Algorithmes et péril
Ainsi, l’amalgame entre "pensée humaine" et "calcul informatique" domine aujourd’hui la recherche dans les nanotechnologies-biotechnologies-informatique et sciences cognitives (NBIC). Et cela se traduit d’ores et déjà dans le vocabulaire. Les algorithmes sont présentés comme une forme d’intelligence artificielle. Or comme l’explique Alessandro Sarti, on confond « un processus informationnel abstrait d’optimisation algorithmique et un processus de constitution du sens propre au cerveau ». Cette confusion n’est pas que théorique. Nous déléguons aux algorithmes une part croissante de la gestion des mégadonnées qui nous entourent : calcul, tri, mais aussi analyse, prévision et prise de décision. L’économie mondiale n’est-elle pas déjà pilotée par des algorithmes, au travers du trading dit "de haute fréquence" ? « Les algorithmes ne possèdent aucune intentionnalité, précise le neuromathématicien. Ils reçoivent de l’extérieur les critères d’optimisation. Le principe de maximisation du profit a été pris comme critère pour transformer l’économie en automatisme financier ».

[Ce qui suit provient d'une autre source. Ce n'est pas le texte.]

PR #1380, opened 2025-06-03
(feat) Allow left nav to preserve correct component context

ibacher:
# Requirements

## For changes to apps

## If applicable

## Summary

There's a regression, accidentally introduced by [this commit](https://github.com/openmrs/openmrs-esm-core/commit/47e2a1def83eb3ece030156e27c009166c67f019), which tries to switch to using a single left nav. The issue here is that the LeftNav is now always rendered by the primary navigation app, which removes the ability to actually configure the left nav slot.

This PR fixes this by storing the underlying component context for the app containing the LeftNav in the `leftNavStore`, so that that context can be used when rendering the LeftNav.

Because actually fetching the component context is not generally something we require app-authors to do, this PR also introduces a React Hook to make things easy, called `useLeftNav()`. The component that defines a page rendered by the framework can call `useLeftNav()` in place of `setLeftNav()`. This hook takes care of two things:

1. Calling `setLeftNav()` when mounted and calling `unsetLeftNav()` on unmount
2. It will grab the module name from the ComponentContext.

This is a non-breaking change as we do not remove any APIs, but it is highly recommended that all apps switch to using this new hook or it's equivalent.

## Other

In line with the principle that components in the styleguide should be stateless, the internal implementation of the LeftNav and store, etc. are moved in esm-extensions. I'm not sure that this is the ideal place for them, but it seemed better than creating another component library for ~50 lines of code.

### DIFF
--- a/packages/framework/esm-extensions/src/extensions.ts
+++ b/packages/framework/esm-extensions/src/extensions.ts
@@ -24,12 +24,15 @@ import { type FeatureFlagsStore, featureFlagsStore } from '@openmrs/esm-feature-
 import { subscribeConnectivityChanged } from '@openmrs/esm-globals';
 import { isOnline as isOnlineFn } from '@openmrs/esm-utils';
 import { isEqual } from 'lodash-es';
-import { type AssignedExtension, checkStatusFor, type ExtensionSlotState, getExtensionInternalStore } from '.';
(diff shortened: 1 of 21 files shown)


NethmiRodrigo (approved):
Thanks @ibacher!

PR #1393, opened 2025-06-11
(feat) Output real ESM modules from Webpack config

ibacher:
# Requirements

## For changes to apps

## If applicable

## Summary

One goal for O3 has been to support "real" ES modules—after all, we've named most of our projects `esm-*` as if that's the case. This PR is a small step towards realizing that goal.

This changes the Webpack and Rspack configurations to output using the "module" format instead of the "var" format, meaning that package entry points, at least, are ESMs. I've also patched the dynamic loading code to first try loading a MFE as a ES module and only fall back to the old process for code that cannot be imported this way.

## Other

The medium-term plan is to drop support for module federation and switch to using shared libraries on the import map. Those steps will necessarily be breaking changes.


ibacher:
Actually, no. I called the branch breaking because I thought it would be, but this should actually be backwards-compatible (once I fix whatever is causing the failures there).

packages/shell/esm-app-shell/webpack.config.js
```diff
@@ -198,9 +198,15 @@ module.exports = (env, argv = []) => {
...
            * @param {Response} proxyRes
+           * @param {Request} req
+           * @param {Response} res
            */
-          onProxyRes(proxyRes) {
+          onProxyRes(proxyRes, req) {
             proxyRes.headers && delete proxyRes.headers['content-security-policy'];
+
+            if (req.url.endsWith('importmap.json')) {
+              proxyRes.headers['content-type'] = 'application/importmap+json';
```
ibacher, line 208: Mostly a note to myself, but we'll need to make a similar change in the CLI, the RefApp, and the SPA module

packages/framework/esm-globals/src/types.ts
```diff
@@ -46,6 +46,12 @@ declare global {
      * The build number of the app shell. Set when the app shell is built by webpack.
      */
     spaVersion: string;
+    /**
+     * Globals added by the @single-spa/import-map-injector package.
+     */
+    importMapInjector: {
```
jolyndenning, line 52: This is defined in the types published to npm. Is it possible to reuse those types?

https://app.unpkg.com/@single-spa/import-map-injector@2.0.2/files/types/import-map-injector.d.ts#L11

packages/shell/esm-app-shell/src/index.ejs
```diff
@@ -10,35 +10,35 @@
...
       href="<%= openmrsImportmapUrl %>"
       as="fetch"
       crossorigin="anonymous"
     >
-    <script type="systemjs-importmap" src="<%= openmrsImportmapUrl %>"></script>
+    <script type="injector-importmap" src="<%= openmrsImportmapUrl %>"></script>
 <% } %>
 <% if (openmrsCoreImportmap) { %>
-  <script type="systemjs-importmap"><%= openmrsCoreImportmap %></script>
+    <script type="injector-importmap"><%= openmrsCoreImportmap %></script>
```
jolyndenning, line 27: why spaces added? For indentation because of ejs? Output html will have indentation bc of this?

packages/shell/esm-app-shell/src/index.ts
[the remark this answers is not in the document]
jolyndenning: I think the following would fix the `initializeSpa` problem:

```html
<script>
  window.importMapInjector.initPromise
    .then(() => import('@openmrs/whichever-module-defines-initializeSpa'))
    .then(module => {
      module.initializeSpa({...});
    })
    .catch(err => {
      // some kind of error handling?
    })
</script>
```

packages/shell/esm-app-shell/src/index.ts
```diff
@@ -67,13 +68,16 @@ function initializeSpa(config: SpaConfig) {
...
   setupPaths(config);
   wireSpaPaths();
-  return Promise.resolve(__webpack_init_sharing__('default')).then(async () => {
-    const { configUrls = [], offline = false } = config;
-    window.offlineEnabled = offline;
 
-    const { run } = await import(/* webpackPreload: true */ './run');
-    return run(configUrls);
-  });
+  return window.importMapInjector.initPromise.then(() =>
```
jolyndenning, line 72: How is esm-app-shell built and loaded into the html file? What is the module format of the built version of it?

Is it part of htmlWebpackPlugin's body tags? `<%= htmlWebpackPlugin.tags.bodyTags %>`?

What I would expect is to see a script tag only loading import-map-injector within index.ejs, and then it loads esm-app-shell after `initPromise` resolves. The reason is that native `import()` or `<script type=module>` cannot be used until the import map is installed.

In index.ejs, it looks like sometimes there is an external import map and sometimes not. When there is not an external import map, waiting for `initPromise` is not required, since import-map-injector inserts the native import map synchronously. The optimal solution might account for that, with two code paths for external vs inline import maps.

packages/shell/esm-app-shell/webpack.config.js
```diff
@@ -225,7 +231,7 @@ module.exports = (env, argv = []) => {
       ignored: ['.git', 'test-results'],
     },
     mode,
-    devtool: isProd ? 'hidden-nosources-source-map' : 'eval-source-map',
+    devtool: isProd ? 'hidden-nosources-source-map' : 'source-map',
```
jolyndenning, line 234: Why this change? Since eval-source-map is for dev?

jolyndenning (commented):
Will the `feat()` PR title result in this being applied as a minor rather than major change?

The branch name is `breaking/use-real-esms`

packages/shell/esm-app-shell/src/index.ts
ibacher: > Is it part of htmlWebpackPlugin's body tags?

Yes.

> What I would expect is to see a script tag only loading import-map-injector within index.ejs

For now because I didn't move the app shell entry point to an ESM, it wasn't necessary, but yes.

> In index.ejs, it looks like sometimes there is an external import map and sometimes not.

We could take that into account, but presently for production builds, it's always using an external import map; the embedded import map is currently only used in development mode.

ibacher:
> Will the feat() PR title result in this being applied as a minor rather than major change?

Well, we version things manually, but as-is, this is currently backwards-compatible with existing code.

ibacher:
>  Is there other code outside of preloadImport that relies upon window[slugifiedPackageName]?

That and `importDynamic`. This falls into the "gory details" we try to confine to core. The definition of breaking change I'm working from is whether or not it will require code changes for code downstream of the esm-core, but you are right that this is probably a breaking change anyway.

jwnasambu:
@ibacher Thanks for working on this issue. Could you kindly fix the merge conflicts, please?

De plus en plus, ce sont des grandes combinatoires et des machines qui décident à notre place. Dans La Vie algorithmique, Éric Sadin (éd. L’Échappée, 2015) décrit les nombreux domaines qui commencent à être gouvernés par des algorithmes : le marketing, la maison (avec les objets connectés), des quartiers des "villes intelligentes", le diagnostic médical (avec la médecine de données et les "profils" de patients)... Et maintenant, on nous annonce la science par algorithmes. La revue américaine Wired prédit que les théories scientifiques seront remplacées par l’élaboration des données : réorganisées par des algorithmes, ces données produiraient les théories de la physique, de la chimie, de la biologie [2].
Modèle "computationnel"
Pour la plupart des chercheurs des NBIC, notre cerveau serait comme un artefact auquel on pourrait ajouter des "fonctions". En témoigne la quête au niveau mondial de prothèses "augmentatives" pour accroître nos capacités. On cherche ainsi à inventer une neuroprothèse qui permettrait de contrôler à distance, par la pensée, un objet connecté. Bienvenue à "l’humain augmenté", annoncé par les transhumanistes... Un de leurs porte-voix, Laurent Alexandre, PDG de DNAVision (société qui détient le monopole du séquençage du génome en Europe), prévoit que l’on modifiera les cerveaux pour « apprendre plus vite » au lieu de chercher à éduquer. Dans la Silicon Valley, les scientifiques du centre d’innovation Singularity University lancé par Google, foyer ardent du transhumanisme, envisagent de "télécharger" l’esprit d’une personne sur une machine qui deviendrait alors douée de conscience. Ambition déclarée : survivre à la mort du corps.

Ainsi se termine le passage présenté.